Gisquet gave him a pitying look and then nodded. “Come back as soon as you feel up to it, will you? I’m told this place would barely be in one piece without you.”

Rivette’s thoughts were churning and indistinct. A derisive laugh was bubbling up, inexplicably, in his throat. He choked it back, nodded and fled for the door.

Outside, the heat was still oppressive, but there was a trace of a breeze in the air. The pressure in his throat loosened, allowing him to take long breaths. His thoughts came more clearly and he wandered, uncertain what to do with himself. He was exhausted, but the past few nights had taught him that exhaustion was no guarantee of sleep. Gisquet had released him for the day, but somehow he still felt like a prisoner.

_Prisoner_. The word ground him to a halt and he looked up. This time he did laugh, but the laugh didn’t sound like his own. His feet had carried him to the Pont au Change.

Rivette swallowed, casting his eyes around. He was halfway across the bridge — too far over to back away, but it wouldn’t take long to get over it. He wouldn’t be stuck here for long.

Except, he realised with a grim amusement, he couldn’t bring himself to take another step. His legs, which had been all too happy to carry him to the place he least wanted to be, had turned sluggish. His whole body ached with a weight he hadn’t realised he was carrying.

He leaned heavily against the long, level parapet and peered over the side of the bridge. There were no answers in the quiet movement of the river. The distant sound of the people moving him fell away until there was nothing but the silence that comes after midnight. Only the crushing absence of hope and the certainty that the world would never be the same again.

Was that a figure just ahead of him? He could see the outline of a man, crouched up on the parapet. Rivette’s heart caught in his chest. He opened his mouth to shout, but a moment later, the wind shifted and the man was gone.

No matter, he thought. No use shouting that name anymore. Not now there’s no hope of an answer.

Rivette wrenched himself away from the edge of the bridge, breath coming in a flooding rush. He turned his back on the water, following the paths of the people on the road. The wounds left by the insurgency were already healing. Traders passed with carts full of goods as they did every day. Men and women went about their business. If it weren’t for the wreckage of wood and gunpowder still littering some of the back streets, a person might never guess what had taken place only a few short days before.
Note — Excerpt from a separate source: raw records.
PR #817, opened 2026-07-18
Revert #815 — raw Bun.connect transport doesn't keep CC's JA3 (bind is real)

askalf:
Reverts #815.

**Why:** the premise was wrong, and I owe a correction. #815 claimed `Bun.connect` presents the same TLS ClientHello as Bun's `fetch` (Claude Code's JA3). That rested on a measurement bug — my JA3 harness's mode switch only recognized `'tls'`, so the `bun-connect` mode silently ran the **fetch** path. I measured `fetch` twice and read it as "`Bun.connect == fetch`."

**Measured correctly:**

| client | JA3 | extensions |
|---|---|---|
| `fetch` (Claude Code) | `d871d02c` | `…16, 5, …18, …21` (ALPN, status_request, SCT, padding) |
| `Bun.connect` | `203503b7` | `0,23,65281,10,11,35,13,51,45,43` (none of those) |

No `Bun.connect` TLS option adds the missing extensions (`alpn`/`ALPNProtocols`/`alpnProtocols` are ignored or wrong-type). `Bun.connect` == `node:tls` == a leaner profile that **cannot** be made to match `fetch`.

So the raw transport wins request header order/casing but **regresses the JA3** away from CC — it trades one fingerprint axis for another, not "wins both." The bind #815 said it dissolved is real on Bun.

The feature was default-off (`DARIO_RAW_TRANSPORT`), so nothing shipped enabled — this just removes the misleading code + docs. #816 (hardening on the same premise) is being closed. The corrected finding is recorded on #813.


sprayberry-redline (approved):

**Verdict:** Clean revert — no blocking issues found.

## What I checked
- `gh pr diff 817` (566 lines): removes `src/raw-transport.ts` and `test/raw-transport.mjs` wholesale, strips the four `dispatchUpstream(...)` call sites in `src/proxy.ts` back to plain `fetch(...)`, removes the now-stale `useRawTransport`/env-flag selector block, and trims the corresponding doc section in `docs/wire-fidelity.md`.
- Cloned the PR head (`pr817`) and grepped the whole tree for `raw-transport`, `rawTransport`, `rawUpstream`, `dispatchUpstream`, `DARIO_RAW_TRANSPORT` — zero hits remaining anywhere (code, tests, docs). No dangling import or reference left behind.
- CI rollup (`gh pr checks 817`): all 13 checks green (build ×3, test, compat, wire-drift, CodeQL, actionlint, docker-cap-drop-smoke, etc.).
- The PR body gives a credible, specific root cause for the revert (a JA3 harness mode-switch bug in the prior PR's own measurement) and the feature being removed was default-off (`DARIO_RAW_TRANSPORT` unset), so this is a low-risk mechanical revert, not a behavior change for anyone.

## Findings
None. The four call-site edits (`src/proxy.ts`, e.g. the primary call and the three retry paths for beta-flag rejection / effort clamp / max_tokens clamp / long-context beta) all consistently swap `dispatchUpstream(targetBase, {...})` → `fetch(targetBase, {...})` with identical `init` shape, so no call site was missed or left inconsistent.

## What's good
- The revert is complete and self-consistent — deleted module, deleted its dedicated test file, and every import/call site updated together in one diff, leaving no dead code or broken imports.
- PR body is an honest, well-documented postmortem of the measurement bug that motivated the original change, and explicitly notes the sibling PR (#816) built on the same wrong premise is also being closed.

PR #871, opened 2026-07-26
fix(tui): give each tab a real row budget

### LINKED ISSUE #868: fix(tui): give each tab a real row budget instead of relying on the frame clip
Follow-up to #866, which stopped the TUI from writing frames taller than the terminal. That fix is a **floor, not a layout**: `renderTui` clips the body to its row budget and pins the header, tab strip and footer, so the chrome the user navigates by survives. But a tab that overflows is still choosing what to drop by accident of ordering.

## What's actually missing

`status.ts`, `analytics.ts` and `backends.ts` contain **zero references to `dimv.rows`**. They render every panel unconditionally and hand back whatever height that comes to — a fixed 27 rows for Status and 28 for Analytics, regardless of the terminal.

The consequence at a default 80×24, where the body budget is 19 rows:

- **Status** renders Proxy, Config, Models and Overage-guard in that order. Overage-guard is last, so it is what gets clipped — the halt banner, the cause, the auto-resume countdown and the manual-resume instructions. That's the loudest, most time-sensitive panel in the tab, and it's the one that disappears.
- **Analytics** loses its trailing panels the same way.

So the tab that tells you the proxy has halted hides that fact first, on the most common terminal size. #866 makes the loss visible (`… N more rows — resize for the rest`) rather than silent, which is strictly better than scrolling the tab strip off the top, but it isn't the right answer.

## What the right answer looks like

Each tab should size its own content to `dimv.rows` and decide what to drop, rather than being clipped from the bottom:

- **Priority ordering** — render the panels that matter most first when space is short. Overage-guard, when halted, should outrank the Models list.
- **Collapse rather than clip** — a panel that doesn't fit could render a one-line summary (`Models: 5 advertised`) instead of vanishing.
- **Paginate or scroll** the panels that are genuinely long, the way `config.ts` (#861) and `hits.ts` window their lists around a selection via `clampVisibleStart`.

`config.ts` is the model to copy: it takes `dimv.rows`, computes a row budget, windows its field list around the selection, and shows an `n / total` counter when the list overflows.

## Scope

Four tabs, independent of each other, each a self-contained change:

- [ ] `status.ts` — priority ordering, with Overage-guard promoted when `halted`
- [ ] `analytics.ts` — collapse per-model / per-account tables to summaries when short
- [ ] `backends.ts` — currently fits at every size measured, but has no budget, so it will regress the moment a panel is added
- [ ] `hits.ts` — reserves 11 rows of non-list chrome while rendering 15; the halt banner isn't in the arithmetic and the detail pane is 8 rows against 9 reserved. With a full buffer it overflows even at 120×40.

The frame-level invariants in `test/tui-frame.mjs` already assert the property from the outside, so each tab can be fixed and verified independently without weakening the backstop in #866.

askalf:
Closes #868.

## Why this, when #866 already stopped the overflow

5.4.7 made `renderTui` clip an over-long body so the header and tab strip survive. That's a **floor, not a layout** — it drops whatever sorts last. On Status that was the Overage-guard panel, so at a default 80×24 the tab that tells you the proxy has **HALTED** hid the halt, the cause, the auto-resume countdown and the resume instructions. The `… N more rows` note made the loss visible, not acceptable.

## The mechanism

New `src/tui/panels.ts`. A panel declares:

| field | meaning |
|---|---|
| `lines` | full rendering |
| `collapsed` | shorter stand-in, usually one summary row |
| `priority` | lower = more important; drives what degrades first |
| `required` | never dropped (may still collapse) |

`fitPanels` degrades **least-important-first** in two passes — collapse everything offering a shorter form, then drop what isn't required — and preserves **display order**. Priority decides what degrades, never where a panel appears: users navigate by position, so resorting panels under pressure would be its own kind of surprise.

## Per tab

**Status** — Proxy is `required`; Overage-guard is `required` at top priority *when halted* and collapses to one line when idle. Models is the longest and least time-critical (a static catalog between releases), so it collapses to `5 advertised` first and drops last. Confirmed: HALTED and `dario resume` survive every budget from 40 rows down to 14.

**Analytics** — the rate-limit gauges and the overage row are `required`; the per-model breakdown and billing buckets collapse to counts. Was a fixed 28 rows against a 19-row budget.

**Hits** — reserved 11 rows of chrome while rendering up to 15. The pinned halt banner was **absent from the arithmetic entirely** and the detail pane is 8 rows, not the 9 reserved. Now derived from what the render actually emits; on a terminal too short for both, the detail pane yields to the request list rather than the reverse — the list is the tab's reason to exist.

**Backends** — had no budget at all, plus a 70-wide column header and data rows interpolating `baseUrl` (unbounded). Bounded at the push site, list windows to the height, and a truncated list says how many are hidden.

## Two incidental bugs, both found by the tests

- **The overage gauge rendered as `Overa…`.** Its label column was 6 — one narrower than the word — so `pad` truncated it and left it flush against its bar: `  Overa…██░░░…`. The row that means "investigate immediately" was the one row that didn't read. Gauge rows now share an 8-wide label column.
- **Two footers were unbounded** (`Updated <ago>` on Analytics, `Last refresh: <ago>` on Status). They'd been invisible because an over-long body was clipped before reaching them — fixing the height exposed the width.

## Tests

New `test/tui-budget.mjs`, 79 assertions:

- `fitPanels` directly — collapse-before-drop, `required` surviving at the lowest priority, display order preserved, over-budget required panels returned rather than truncated
- per tab: the body fits **and** the rows worth looking at survive — HALTED + resume path on Status, the overage row on Analytics, the halt banner on Hits, width *and* height on Backends

Each of the four tabs was reverted individually and confirmed to fail: **status 5, analytics 9, hits 12, backends 14**. Notably, reverting `analytics.ts` fails "overage row survives" at *every* size — that's the `Overa…` clip, not a budget issue.

`test/tui-frame.mjs` gains an assertion that **80×24 no longer needs the frame clamp at all**, and its clip test moves to 80×12, where Status's required panels genuinely can't fit. The 5.4.7 backstop is unchanged and still correct — it just isn't reached at ordinary sizes any more.

Full suite: 123/123.

## Checklist
- [x] `npm run build` passes
- [x] `npm test` passes — 123/123
- [x] Version bumped (5.4.8 → 5.4.9) + CHANGELOG section, validated with `extract-release-notes.mjs 5.4.9` and `check-package-json.mjs`

### DIFF
--- a/CHANGELOG.md
+++ b/CHANGELOG.md
@@ -11,6 +11,26 @@ checklist.
 
 ## [Unreleased]
 
+## [5.4.9] - 2026-07-26
+
+- **Every tab now spends its own row budget instead of being clipped from the bottom.** 5.4.7 stopped the app writing frames taller than the terminal, but that fix is a floor: `renderTui` clips whatever sorts *last*. On Status that was the Overage-guard panel — so the one tab that tells you the proxy has HALTED hid the halt, the cause, the auto-resume countdown and the resume instructions, on a default 80×24 terminal. Closes #868.
+
+- **New `src/tui/panels.ts`.** A panel declares its full `lines`, an optional shorter `collapsed` form, a `priority`, and whether it is `required`. `fitPanels` degrades least-important-first — collapse everything that offers a shorter form, then drop what isn't required — and preserves *display* order, since users navigate by position and reordering panels under pressure would be its own surprise.
+
+- **Status** keeps Proxy and, when halted, Overage-guard; Models collapses to a count (`5 advertised`) then drops, and Config collapses to one row. HALTED and the resume path survive at every budget from 40 rows down to 14.
+
+- **Analytics** keeps the rate-limit gauges and the overage row — the "investigate immediately" signal — and collapses the per-model breakdown and billing buckets to summaries. It was a fixed 28 rows against a 19-row body budget.
+
+- **Hits** reserved 11 rows of chrome while rendering up to 15: the pinned halt banner was missing from the arithmetic entirely, and the detail pane is 8 rows, not the 9 reserved. The reservation is now derived from what the render actually emits, and on a terminal too short for both, the detail pane yields to the request list rather than the other way round.
+
+- **Backends** had no budget at all and pushed unbounded rows — a 70-wide column header and data rows interpolating `baseUrl`. Rows are bounded at the push site, the list windows to the available height, and a truncated list says how many backends are hidden.
+
+- **The overage gauge was mislabelled `Overa…`.** Its label column was 6 characters — narrower than the word "Overage" — so `pad` truncated it and left it flush against its bar. The gauge rows (5h / 7d / Overage) now share an 8-wide label column, so the row that means "investigate immediately" reads unambiguously.
+
+- **Two footers were unbounded** (`Updated <ago>…` on Analytics, `Last refresh: <ago>…` on Status). They had been invisible because an over-long body was clipped before reaching them; now that the tabs fit and reserve their footers, they render — and are bounded.
+
+- **Tests:** new `test/tui-budget.mjs` (79 assertions) covers `fitPanels` directly — collapse-before-drop, required panels surviving at the lowest priority, display order preserved — then asserts per tab that the body fits AND that the rows worth looking at survive: HALTED and the resume path on Status, the overage row on Analytics, the halt banner on Hits, width and height on Backends. Each of the four tabs was reverted individually and confirmed to fail (status 5, analytics 9, hits 12, backends 14 assertions). `test/tui-frame.mjs` gains an assertion that 80×24 no longer needs the frame clamp at all.
+
 ## [5.4.8] - 2026-07-26
 
 - **Template rebake** — re-captured `src/cc-template-data.json` after cc-drift-template-watch detected wire-fingerprint drift against a live CC capture. Bundled fallback template now matches the current CC wire shape.
--- a/package.json
+++ b/package.json
@@ -1,6 +1,6 @@
 {
   "name": "@askalf/dario",
-  "version": "5.4.8",
+  "version": "5.4.9",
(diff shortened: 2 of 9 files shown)


sprayberry-redline (approved):

**Verdict:** No blocking issues found -- clean, well-tested refactor. Approving.

## What I checked
- Full diff (`src/tui/panels.ts` new module, `analytics.ts`, `backends.ts`, `hits.ts`, `status.ts`, `test/tui-budget.mjs`).
- `fitPanels` degrade-order logic: sorts least-important-first via `(b.priority - a.priority) || (b.i - a.i)`, collapses before dropping, never drops `required` panels, and preserves display order by iterating the original `panels` array when flattening output (`src/tui/panels.ts:108-126`) -- matches the stated intent.
- `hits.ts` chrome-row arithmetic against the lines actually pushed later in the same function -- the reserved row counts (title, banner rows, blank, header, scroll-hint, detail pane rows + separator) match what's rendered.
- `backends.ts`'s hidden-count math: `hidden = state.backends.length - shown.length`, then on truncation it overwrites the last *shown* row with a "more backends" message -- correctly accounts for the row it just overwrote in addition to the truly-hidden ones (`src/tui/tabs/backends.ts`).
- CI check-rollup: all green (CodeQL, build x3, compat, test, docker-cap-drop-smoke, triage, validate-package-json).

## What's good
- Each degrade decision (what collapses vs. drops vs. is required) is justified per-tab with a concrete rationale in comments, and the changelog/PR description ties each to a specific prior failure (the mislabeled gauge, unbounded footers, the Hits arithmetic gap) -- easy to verify against the code.
- New `test/tui-budget.mjs` asserts behavior, not just "fits", and the PR description states each tab was reverted individually and its corresponding assertions fail -- good regression coverage for exactly this bug (#868).

## Minor (non-blocking)
- `backends.ts`'s header/rule rows are truncated to `w` while most other per-tab rows elsewhere use `w - 4`/`w - 2` for the indent; pre-existing, not introduced by this diff, but worth a follow-up glance if column alignment ever looks off on narrow terminals.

And here was Rivette, the only man left in Paris who didn’t manage to die with the rest of them or survive and move on. Javert had been efficient in his final hours. He’d tried, with his usual diligence, to tidy up the last of his earthly business before doing away with himself. But, as ever, there was one thing that hadn’t occurred to him.

He drew a shuddering breath and then straightened, irritated by his own self pity.

Gisquet was right about one thing. Rivette needed sleep. And if sleep wouldn’t come, then a rest would have to do. He made his way back to his rooming house, dazzled at each step by mockingly bright sunshine. A trick of his mind conjured up the sound of footsteps at his heels and he ignored them. He dismissed the echo of rushing water in his ears. He pushed away the memory of a man on the Pont au Change, his posture hunched and twisted beyond recognition by something that must have been grief.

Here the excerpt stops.